39. Mari Kita Bicarakan!

845 73 3
                                    

Setelah hampir 1 Minggu kami menjalani hubungan jarak jauh, akhirnya sekarang kami kembali bersama di apartemen mewah milik Mas Pasha yang sejak beberapa hari lalu dia paksa agar atasnamanya menjadi atasnamaku. Aku menolak karena aku tidak merasa butuh apartemen ini menjadi milikku. Yang kuminta hanyalah foto-foto kami di apartemen lama Mas Pasha pindah ke apartemen ini. Dan Mas Pasha benar-benar melakukannya. Aku sudah disambut oleh foto cetak besar berbingkai putih begitu membuka pintu. Tentu foto pernikahan kami. Foto-foto kami selama ada di Korea juga memenuhi ruang tamu.

Sebagai pasangan yang cukup introver, menghabiskan waktu di rumah daripada jalan-jalan adalah sesuatu yang menyenangkan. Meskipun ya sekali dua kali harus berjalan-jalan, tapi agaknya menikmati waktu berdua sekadar duduk, menonton tv, atau tidur berdua terasa lebih baik. Membosankan? Entah kenapa bagiku tidak. Mas Pasha juga jarang mengajakku keluar, dia selalu bertanya apa yang ingin kulakukan dan jika aku menjawab aku ingin di rumah saja maka dia menyukainya.

"Sayang, mau camilan juga nggak?"  tanya Mas Pasha dai arah dapur sementara aku duduk di ruang tamu dengan laptop di depanku.

"Iya, jangan yang manis, yang pedas gurih aja, Mas," balasku sedang berusaha menggaambar sendiri sampul bukuku.  Andaikata lolos, buku peringatan 11 tahun debutku akan berisi penuh karyaku sendiri. Baik sampul maupun isinya.

"Iya."

Tak lama datang dengan dua toples camilan juga segelas jus wortel. Perhatian bukan? Ya, bahkan sejak tadi Mas Pasha menemaniku tanpa  mengeluh, meskipun aku tahu dia sangat bosan sebab tak ada yang memperhatikan dia juga. Terkadang memainkan rambutku atau sekadar menyandarkan kepalanya di bahuku.

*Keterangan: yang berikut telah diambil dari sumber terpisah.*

PR #1839, opened 2025-08-29
Made get_value as a ResourceHandler attribute instead of command

marcus-oscarsson:
The `ResourceHandler` prevents the use of `commands` for observer users. Retrieving an adapter value via `get_value` needs to be accessible to observers, thus made it a `ResourceHandler` attribute instead of command.

The method name `get_value` could simply be changed to `value` as well. I might do that change in a future PR.

### DIFF
--- a/ui/src/api/hardware-object.js
+++ b/ui/src/api/hardware-object.js
@@ -8,7 +8,7 @@ export function sendExecuteCommand(objectType, objectId, command, value) {
     .safeJson();
 }
 
-export function sendGetAttribute(objectType, objectId, attributeName) {
+export function fetchAttribute(objectType, objectId, attributeName) {
   return endpoint.get(`/${objectType}/${objectId}/${attributeName}`).safeJson();
 }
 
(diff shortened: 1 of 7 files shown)


ui/src/api/hardware-object.js
```diff
@@ -17,7 +17,7 @@ export function sendSetValue(objectId, objectType, value) {
 }
 
 export function sendGetValue(objectId, objectType) {
-  return sendExecuteCommand(objectType, objectId, 'get_value', {});
+  return sendGetAttribute(objectType, objectId, 'get_value');
```
axelboc: A suggestion for `ui/src/api/hardware-object.js`:

```js
// It's a GET method, so the prefix should have been changed to `fetch`
export function fetchAttribute(objectType, objectId, attributeName) {
  return endpoint.get(`/${objectType}/${objectId}/${attributeName}`).safeJson();
}

// Very thin abstraction to help with readability
export function fetchValue(objectType, objectId) {
  return fetchAttribute(objectType, objectId, 'get_value');
}
```

marcus-oscarsson: Thanks, well spotted

axelboc (approved):
Nice :+1: — sorry meant to approve earlier

marcus-oscarsson:
Thanks !, just struggling with typing `fetchAttribute` :rofl:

"Bukannya gambar lebih enak pakai komputer ya?" tanya Mas Pasha memperhatikan layar laptopku.

"Iya, tapi kan aku belum sempat bawa komputerku, Mas. Drawing tabletku juga rusak, Mas. Mau beli yang gede sekalian sih rencananya."

Mas Pasha menatapku datar.

"Kenapa?"

"Kamu belum masuk ruang kerjamu?"

"Tapi nggak lihat detailnya."

"Masuk dulu!" titah Mas Pasha menuntunku untuk berdiri dan masuk ke ruang kerjaku. "Lihat dulu!"

Begitu aku masuk dan Mas Pasha memintaku duduk di depan komputer. Ini bukan hanya ruang kerja seorang penulis, tapi ruang kerja seorang atlet e-sports. Ada komputer layar cekung merk Korea, laptop merk mahal, drawing tablet yang lebih besar, hingga komputer biasa dengan layar datar ada di meja kerja. Kursi yang dipilih juga kursi khusus yang baik untuk punggung. Sangat berbeda dengan ruang kerjaku di apartemen.

Aku menatap Mas Pasha tak percaya. Rak penuh dengan buku, kulkas kecil di pojok ruangan, hingga kasur kecil dekat dengan jendela. Ini jauh lebih mewah daripada pandangan pertamaku.

"Kenapa?"

"Aku cuma penulis, Mas, bukan gamers."

"Ya, aku nggak tahu apa yang kamu butuhkan, aku tanya Andina aja di ruang kerjamu ada apa aja. Dikirimin foto kamu lagi kerja, terus ya udah, bilang aja butuh komputer, alat gambar digital, sama laptop yang keluaran terbaru dan spesifikasinya tinggi. Dapetnya ini," jelas Mas Pasha santai.

Menatap datar. "Punya suami yang cara flexing-nya dengan manjain istri tuh beda ya," gumamku sudah tidak bisa berkata-kata lagi. Mau bahagia atau mengusap dada karena semua ini pun untukku terlalu membuang-buang uang. Sayangnya sekali lagi aku harus ingat bahwa suamiku bukan orang biasa. Dia sudah kaya bahkan sejak masih berbentuk embrio, lalu memulai karir sebagai aktor dengan baik. Uang mungkin baginya hanyalah daun berguguran.